[[ Dataset content, beginning ]]
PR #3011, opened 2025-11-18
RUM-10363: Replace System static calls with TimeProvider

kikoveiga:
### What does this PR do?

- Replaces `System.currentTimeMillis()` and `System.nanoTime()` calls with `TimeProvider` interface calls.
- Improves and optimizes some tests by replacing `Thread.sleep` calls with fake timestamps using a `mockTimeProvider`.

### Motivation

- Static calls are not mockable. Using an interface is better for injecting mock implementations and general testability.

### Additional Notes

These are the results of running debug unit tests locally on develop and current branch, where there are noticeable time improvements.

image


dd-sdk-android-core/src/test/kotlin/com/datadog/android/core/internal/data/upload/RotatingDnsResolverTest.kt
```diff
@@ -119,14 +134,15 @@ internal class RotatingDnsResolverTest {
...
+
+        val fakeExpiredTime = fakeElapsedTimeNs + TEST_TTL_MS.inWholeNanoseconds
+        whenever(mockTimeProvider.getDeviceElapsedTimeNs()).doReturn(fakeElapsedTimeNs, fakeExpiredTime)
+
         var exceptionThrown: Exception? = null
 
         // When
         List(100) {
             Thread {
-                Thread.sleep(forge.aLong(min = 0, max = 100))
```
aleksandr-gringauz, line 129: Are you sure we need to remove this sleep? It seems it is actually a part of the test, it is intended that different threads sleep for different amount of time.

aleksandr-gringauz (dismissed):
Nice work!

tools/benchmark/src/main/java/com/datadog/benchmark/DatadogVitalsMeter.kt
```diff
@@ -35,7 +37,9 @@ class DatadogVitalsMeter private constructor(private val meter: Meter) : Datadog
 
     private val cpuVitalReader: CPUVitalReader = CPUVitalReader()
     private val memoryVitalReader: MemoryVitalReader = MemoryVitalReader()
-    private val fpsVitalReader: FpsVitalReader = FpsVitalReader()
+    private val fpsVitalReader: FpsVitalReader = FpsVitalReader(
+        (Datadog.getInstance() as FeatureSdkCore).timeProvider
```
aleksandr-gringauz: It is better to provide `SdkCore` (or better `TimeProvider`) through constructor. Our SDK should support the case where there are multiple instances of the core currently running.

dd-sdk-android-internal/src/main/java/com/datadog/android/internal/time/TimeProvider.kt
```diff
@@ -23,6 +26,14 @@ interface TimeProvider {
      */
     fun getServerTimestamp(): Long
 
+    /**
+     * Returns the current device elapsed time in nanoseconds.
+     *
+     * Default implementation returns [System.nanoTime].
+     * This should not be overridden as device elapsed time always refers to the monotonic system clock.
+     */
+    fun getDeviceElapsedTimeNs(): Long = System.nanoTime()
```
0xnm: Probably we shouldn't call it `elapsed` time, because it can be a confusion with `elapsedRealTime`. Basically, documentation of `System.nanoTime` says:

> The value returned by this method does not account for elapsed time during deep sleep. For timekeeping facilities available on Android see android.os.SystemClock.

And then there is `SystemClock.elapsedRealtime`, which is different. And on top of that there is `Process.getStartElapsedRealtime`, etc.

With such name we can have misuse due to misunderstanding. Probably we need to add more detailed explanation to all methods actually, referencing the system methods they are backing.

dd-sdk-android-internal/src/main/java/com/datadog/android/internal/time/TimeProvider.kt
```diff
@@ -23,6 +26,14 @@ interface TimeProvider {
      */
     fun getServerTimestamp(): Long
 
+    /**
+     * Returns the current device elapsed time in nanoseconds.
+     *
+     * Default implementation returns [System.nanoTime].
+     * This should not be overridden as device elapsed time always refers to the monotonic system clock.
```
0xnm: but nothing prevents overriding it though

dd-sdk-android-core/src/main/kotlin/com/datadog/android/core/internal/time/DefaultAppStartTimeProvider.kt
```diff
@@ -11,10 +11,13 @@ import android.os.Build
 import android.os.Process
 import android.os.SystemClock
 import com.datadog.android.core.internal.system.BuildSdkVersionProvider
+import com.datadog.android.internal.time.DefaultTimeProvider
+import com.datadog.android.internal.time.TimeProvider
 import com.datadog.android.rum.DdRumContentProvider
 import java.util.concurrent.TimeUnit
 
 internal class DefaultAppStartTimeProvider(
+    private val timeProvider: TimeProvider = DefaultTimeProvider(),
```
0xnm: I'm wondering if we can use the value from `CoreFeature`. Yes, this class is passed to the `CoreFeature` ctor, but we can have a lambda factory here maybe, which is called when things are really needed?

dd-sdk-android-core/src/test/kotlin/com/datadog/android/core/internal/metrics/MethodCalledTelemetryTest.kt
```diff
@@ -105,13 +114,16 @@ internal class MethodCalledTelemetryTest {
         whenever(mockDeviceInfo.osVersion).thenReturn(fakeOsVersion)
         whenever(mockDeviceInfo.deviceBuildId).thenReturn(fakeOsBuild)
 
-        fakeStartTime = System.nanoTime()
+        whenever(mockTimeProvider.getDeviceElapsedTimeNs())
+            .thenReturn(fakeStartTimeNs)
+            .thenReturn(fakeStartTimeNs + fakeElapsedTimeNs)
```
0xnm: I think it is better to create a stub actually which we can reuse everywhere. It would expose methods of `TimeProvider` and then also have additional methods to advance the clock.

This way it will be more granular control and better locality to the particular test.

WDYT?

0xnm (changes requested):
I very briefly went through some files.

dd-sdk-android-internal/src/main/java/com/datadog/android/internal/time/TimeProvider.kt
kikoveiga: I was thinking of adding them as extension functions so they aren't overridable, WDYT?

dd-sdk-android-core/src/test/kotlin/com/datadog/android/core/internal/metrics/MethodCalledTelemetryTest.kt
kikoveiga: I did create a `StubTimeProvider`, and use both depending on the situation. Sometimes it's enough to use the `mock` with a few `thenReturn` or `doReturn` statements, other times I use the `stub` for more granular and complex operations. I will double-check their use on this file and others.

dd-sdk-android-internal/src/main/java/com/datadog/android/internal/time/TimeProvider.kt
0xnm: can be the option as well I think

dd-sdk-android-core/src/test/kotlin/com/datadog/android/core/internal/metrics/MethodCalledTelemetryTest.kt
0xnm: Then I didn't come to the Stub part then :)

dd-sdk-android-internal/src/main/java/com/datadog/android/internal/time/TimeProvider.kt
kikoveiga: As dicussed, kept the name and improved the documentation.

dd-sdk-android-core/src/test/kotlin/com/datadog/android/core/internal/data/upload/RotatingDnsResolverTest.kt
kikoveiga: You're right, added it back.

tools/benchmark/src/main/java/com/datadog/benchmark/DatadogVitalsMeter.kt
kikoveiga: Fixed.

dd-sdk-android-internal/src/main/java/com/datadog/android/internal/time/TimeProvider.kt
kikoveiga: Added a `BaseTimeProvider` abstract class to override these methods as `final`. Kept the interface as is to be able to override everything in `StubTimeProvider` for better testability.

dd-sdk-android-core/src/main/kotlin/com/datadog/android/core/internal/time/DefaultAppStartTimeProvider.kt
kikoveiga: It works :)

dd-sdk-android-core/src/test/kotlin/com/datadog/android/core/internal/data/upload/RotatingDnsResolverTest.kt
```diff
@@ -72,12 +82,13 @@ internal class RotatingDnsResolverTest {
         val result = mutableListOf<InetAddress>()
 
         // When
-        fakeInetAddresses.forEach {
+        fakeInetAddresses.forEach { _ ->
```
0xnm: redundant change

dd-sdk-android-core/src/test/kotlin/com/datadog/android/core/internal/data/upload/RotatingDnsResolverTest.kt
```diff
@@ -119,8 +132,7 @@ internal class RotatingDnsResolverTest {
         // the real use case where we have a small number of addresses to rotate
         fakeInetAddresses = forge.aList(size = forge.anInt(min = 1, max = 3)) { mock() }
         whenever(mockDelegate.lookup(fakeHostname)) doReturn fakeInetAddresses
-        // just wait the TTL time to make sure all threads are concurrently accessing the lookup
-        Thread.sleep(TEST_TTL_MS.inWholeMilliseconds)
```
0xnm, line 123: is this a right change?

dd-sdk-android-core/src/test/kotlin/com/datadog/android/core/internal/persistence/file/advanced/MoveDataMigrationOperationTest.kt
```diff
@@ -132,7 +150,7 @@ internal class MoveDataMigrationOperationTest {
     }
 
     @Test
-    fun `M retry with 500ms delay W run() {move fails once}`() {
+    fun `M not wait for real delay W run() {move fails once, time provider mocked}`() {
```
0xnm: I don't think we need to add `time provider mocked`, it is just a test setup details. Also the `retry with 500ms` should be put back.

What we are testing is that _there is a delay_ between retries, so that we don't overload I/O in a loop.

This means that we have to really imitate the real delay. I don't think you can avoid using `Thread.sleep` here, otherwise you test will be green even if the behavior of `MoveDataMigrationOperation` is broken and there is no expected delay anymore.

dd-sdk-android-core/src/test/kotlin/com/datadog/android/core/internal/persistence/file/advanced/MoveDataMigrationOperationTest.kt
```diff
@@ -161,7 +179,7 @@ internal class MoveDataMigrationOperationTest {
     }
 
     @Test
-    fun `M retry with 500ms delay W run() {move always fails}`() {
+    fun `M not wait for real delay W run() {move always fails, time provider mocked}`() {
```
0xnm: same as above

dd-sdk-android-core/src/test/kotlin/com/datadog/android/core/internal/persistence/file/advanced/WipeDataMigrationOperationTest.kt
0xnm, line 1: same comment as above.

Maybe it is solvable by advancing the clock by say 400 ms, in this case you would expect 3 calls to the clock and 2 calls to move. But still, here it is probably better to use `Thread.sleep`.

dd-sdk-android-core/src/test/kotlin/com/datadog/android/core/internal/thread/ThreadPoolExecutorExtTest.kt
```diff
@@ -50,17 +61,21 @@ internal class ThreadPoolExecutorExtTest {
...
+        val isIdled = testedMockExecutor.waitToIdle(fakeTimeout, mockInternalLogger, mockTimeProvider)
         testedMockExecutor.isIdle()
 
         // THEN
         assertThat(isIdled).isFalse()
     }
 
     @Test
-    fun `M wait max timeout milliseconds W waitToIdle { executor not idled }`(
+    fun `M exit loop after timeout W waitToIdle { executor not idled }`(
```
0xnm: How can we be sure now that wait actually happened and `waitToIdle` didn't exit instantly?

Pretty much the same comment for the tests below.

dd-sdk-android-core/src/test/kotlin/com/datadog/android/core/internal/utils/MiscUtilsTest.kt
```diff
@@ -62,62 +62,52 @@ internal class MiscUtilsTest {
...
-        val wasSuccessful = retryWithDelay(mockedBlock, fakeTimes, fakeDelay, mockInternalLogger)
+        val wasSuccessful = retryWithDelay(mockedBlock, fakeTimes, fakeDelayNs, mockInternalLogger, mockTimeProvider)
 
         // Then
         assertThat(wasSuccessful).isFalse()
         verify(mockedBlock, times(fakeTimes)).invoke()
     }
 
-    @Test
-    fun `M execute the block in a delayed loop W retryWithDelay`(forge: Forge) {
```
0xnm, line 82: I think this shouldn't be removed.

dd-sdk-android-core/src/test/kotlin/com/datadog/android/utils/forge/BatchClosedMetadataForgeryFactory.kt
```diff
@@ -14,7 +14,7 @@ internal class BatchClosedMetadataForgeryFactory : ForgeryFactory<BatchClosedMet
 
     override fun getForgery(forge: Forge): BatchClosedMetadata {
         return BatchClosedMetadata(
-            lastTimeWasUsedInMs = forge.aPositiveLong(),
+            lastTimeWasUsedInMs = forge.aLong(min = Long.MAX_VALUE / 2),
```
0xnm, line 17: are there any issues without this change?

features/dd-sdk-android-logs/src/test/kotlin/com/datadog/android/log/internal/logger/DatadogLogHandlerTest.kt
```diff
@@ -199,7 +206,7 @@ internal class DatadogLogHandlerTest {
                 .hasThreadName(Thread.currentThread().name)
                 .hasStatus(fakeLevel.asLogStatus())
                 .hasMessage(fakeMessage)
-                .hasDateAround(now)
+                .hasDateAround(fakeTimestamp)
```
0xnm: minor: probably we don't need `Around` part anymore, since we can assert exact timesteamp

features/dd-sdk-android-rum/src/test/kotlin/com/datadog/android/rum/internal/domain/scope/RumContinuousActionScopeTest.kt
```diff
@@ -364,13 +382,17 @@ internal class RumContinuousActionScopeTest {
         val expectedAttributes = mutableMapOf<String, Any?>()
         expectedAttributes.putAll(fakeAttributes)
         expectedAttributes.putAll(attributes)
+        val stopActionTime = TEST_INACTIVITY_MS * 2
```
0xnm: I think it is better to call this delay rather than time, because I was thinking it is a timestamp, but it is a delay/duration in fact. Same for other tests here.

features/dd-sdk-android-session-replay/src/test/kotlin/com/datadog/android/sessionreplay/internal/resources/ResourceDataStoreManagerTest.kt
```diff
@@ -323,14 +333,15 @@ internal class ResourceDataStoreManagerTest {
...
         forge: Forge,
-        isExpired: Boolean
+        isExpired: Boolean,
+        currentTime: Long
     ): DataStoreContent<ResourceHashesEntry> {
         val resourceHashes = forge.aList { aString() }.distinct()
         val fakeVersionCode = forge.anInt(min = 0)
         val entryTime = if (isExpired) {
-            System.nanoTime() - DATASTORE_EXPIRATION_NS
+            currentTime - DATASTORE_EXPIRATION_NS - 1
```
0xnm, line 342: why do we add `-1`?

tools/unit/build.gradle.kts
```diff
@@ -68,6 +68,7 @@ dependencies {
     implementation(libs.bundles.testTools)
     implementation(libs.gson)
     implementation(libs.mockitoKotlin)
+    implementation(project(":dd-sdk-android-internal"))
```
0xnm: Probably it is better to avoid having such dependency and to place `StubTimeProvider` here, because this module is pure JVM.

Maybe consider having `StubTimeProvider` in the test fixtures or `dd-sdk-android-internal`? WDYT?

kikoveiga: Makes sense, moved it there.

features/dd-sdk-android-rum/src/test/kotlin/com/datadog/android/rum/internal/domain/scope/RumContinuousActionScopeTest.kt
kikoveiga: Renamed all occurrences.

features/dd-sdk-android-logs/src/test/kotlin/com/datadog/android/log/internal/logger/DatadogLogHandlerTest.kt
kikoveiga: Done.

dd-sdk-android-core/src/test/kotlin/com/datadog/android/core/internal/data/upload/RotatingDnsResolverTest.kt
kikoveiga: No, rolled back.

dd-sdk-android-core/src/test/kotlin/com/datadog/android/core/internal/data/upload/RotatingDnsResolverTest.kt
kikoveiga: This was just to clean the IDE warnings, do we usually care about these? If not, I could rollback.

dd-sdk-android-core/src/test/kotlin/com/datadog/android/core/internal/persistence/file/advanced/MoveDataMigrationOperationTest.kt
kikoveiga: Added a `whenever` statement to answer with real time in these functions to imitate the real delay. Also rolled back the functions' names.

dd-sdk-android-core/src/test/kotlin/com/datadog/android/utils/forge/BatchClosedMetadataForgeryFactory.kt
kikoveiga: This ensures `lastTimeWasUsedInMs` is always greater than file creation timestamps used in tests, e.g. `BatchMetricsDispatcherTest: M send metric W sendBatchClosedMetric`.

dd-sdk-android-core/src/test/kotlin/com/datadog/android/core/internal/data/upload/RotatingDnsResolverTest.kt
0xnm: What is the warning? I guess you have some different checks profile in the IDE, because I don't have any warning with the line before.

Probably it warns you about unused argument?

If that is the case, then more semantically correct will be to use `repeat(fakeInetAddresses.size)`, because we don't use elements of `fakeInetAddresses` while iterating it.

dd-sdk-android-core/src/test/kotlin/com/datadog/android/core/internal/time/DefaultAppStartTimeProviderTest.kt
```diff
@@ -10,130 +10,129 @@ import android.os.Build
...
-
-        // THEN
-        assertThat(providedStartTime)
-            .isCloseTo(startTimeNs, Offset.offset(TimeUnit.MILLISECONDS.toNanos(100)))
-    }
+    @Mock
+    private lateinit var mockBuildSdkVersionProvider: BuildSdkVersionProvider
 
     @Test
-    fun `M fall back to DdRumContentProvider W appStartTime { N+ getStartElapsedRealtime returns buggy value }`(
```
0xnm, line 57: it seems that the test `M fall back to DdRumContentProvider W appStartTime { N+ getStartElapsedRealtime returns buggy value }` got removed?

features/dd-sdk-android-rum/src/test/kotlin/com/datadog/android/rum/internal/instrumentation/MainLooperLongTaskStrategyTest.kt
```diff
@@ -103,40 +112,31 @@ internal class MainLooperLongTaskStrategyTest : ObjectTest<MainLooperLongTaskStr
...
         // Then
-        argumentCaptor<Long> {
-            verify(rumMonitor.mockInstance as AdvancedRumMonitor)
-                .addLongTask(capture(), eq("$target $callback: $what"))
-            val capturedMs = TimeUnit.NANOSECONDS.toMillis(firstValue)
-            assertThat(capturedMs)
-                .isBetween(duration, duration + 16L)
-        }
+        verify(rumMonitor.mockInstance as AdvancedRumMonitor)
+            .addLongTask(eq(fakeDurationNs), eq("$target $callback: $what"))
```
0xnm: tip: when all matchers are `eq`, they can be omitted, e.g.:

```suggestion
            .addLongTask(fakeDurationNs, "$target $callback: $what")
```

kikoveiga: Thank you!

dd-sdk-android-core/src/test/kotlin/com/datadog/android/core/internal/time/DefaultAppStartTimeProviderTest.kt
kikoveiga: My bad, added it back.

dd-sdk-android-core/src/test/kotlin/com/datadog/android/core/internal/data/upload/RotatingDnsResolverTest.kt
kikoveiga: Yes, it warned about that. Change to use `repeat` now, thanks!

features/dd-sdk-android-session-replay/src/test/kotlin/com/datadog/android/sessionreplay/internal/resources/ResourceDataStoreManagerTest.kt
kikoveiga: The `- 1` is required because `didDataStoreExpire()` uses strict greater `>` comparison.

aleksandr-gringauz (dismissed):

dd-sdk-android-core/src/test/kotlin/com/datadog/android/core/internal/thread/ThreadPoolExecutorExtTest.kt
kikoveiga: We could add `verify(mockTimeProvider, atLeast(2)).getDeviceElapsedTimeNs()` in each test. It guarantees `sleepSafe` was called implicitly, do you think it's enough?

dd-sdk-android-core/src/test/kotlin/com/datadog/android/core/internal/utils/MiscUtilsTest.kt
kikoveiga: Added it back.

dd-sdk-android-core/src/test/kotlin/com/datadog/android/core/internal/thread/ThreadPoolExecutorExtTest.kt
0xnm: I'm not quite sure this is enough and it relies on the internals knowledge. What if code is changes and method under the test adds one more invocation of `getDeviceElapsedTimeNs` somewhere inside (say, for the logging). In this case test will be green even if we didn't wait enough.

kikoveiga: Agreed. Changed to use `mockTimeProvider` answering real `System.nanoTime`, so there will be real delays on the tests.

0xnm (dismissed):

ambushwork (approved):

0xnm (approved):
[[ Dataset content, end ]]
* _Exercise objective_
Return each line of the records above in which the word "mockDeviceInfo" occurs.

* _Final answer_
         whenever(mockDeviceInfo.osVersion).thenReturn(fakeOsVersion)
         whenever(mockDeviceInfo.deviceBuildId).thenReturn(fakeOsBuild)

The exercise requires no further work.